The Nebraska Sandhills are one of a kind.
"Right here in America is one of the world's most threatened natural systems. The Northern Great Plains is as important as the Amazon or Arctic, and deserves our attention." — Martha Kauffman, World Wildlife Fund
The largest area of grass-stabilized sand dunes in the Western Hemisphere, 20,000 square miles or roughly one third of Nebraska. The Nebraska Sandhills represent the largest remaining grassland ecosystem in the USA that is still fully intact for both flora and fauna. Cattle raised in the Sandhills nearly 23 million acres of rangeland and pastureland produce 1 out of every 5 steaks and hamburgers sold in the United States.

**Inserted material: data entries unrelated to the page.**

PR #550, opened 2013-11-15
Fix to actually build run_depends before the things that depend on them with catkin_make_isolated

eitanme:
This is the quick fix I made to be able to run `catkin_make_isolated` with the `--only-pkg-with-deps` argument for a source build of ROS. I'm not sure if changing the behavior of `get_package_names_with_recursive_dependencies` to also recurse to run_depends is kosher. If so, this patch should fix things. If not, `--only-pkg-with-deps` probably needs to call another function that does.

Thoughts?

### DIFF
--- a/python/catkin/builder.py
+++ b/python/catkin/builder.py
@@ -931,7 +931,7 @@ def get_package_names_with_recursive_dependencies(packages, pkg_names):
         if pkg_name in packages_by_name:
             pkg = packages_by_name[pkg_name]
             dependencies.add(pkg_name)
-            for dep in [dep.name for dep in (pkg.build_depends + pkg.buildtool_depends)]:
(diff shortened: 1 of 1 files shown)


eitanme:
I was running in a custom env for a client that I can't share, but you can probably reproduce this issue with the bare bones install. Something like:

While the Sandhills may seem barren and dry, 1,600 lakes offer 80,000 surface acres of water. 2,000 square miles of wetlands cover a total of 1,307,000 acres. And the Ogallala Aquifer, the largest underground aquifer in the United States, makes up 76% of the High Plains Aquifer System. 90% of annual stream flow in the Sandhills’ rivers originates from spring-fed groundwater. “The Loup River System, consisting of the North, Middle and South Loup and Dismal Rivers, exhibit a remarkable uniformity in flow and is the most constant flowing river system in the world,” according to Jim Goeke, University of Nebraska Conservation and Survey Division.
The western portion of the Sandhills is noted as one of the top two areas in the nation with the least amount of light pollution, which makes it an extraordinary region for stargazing.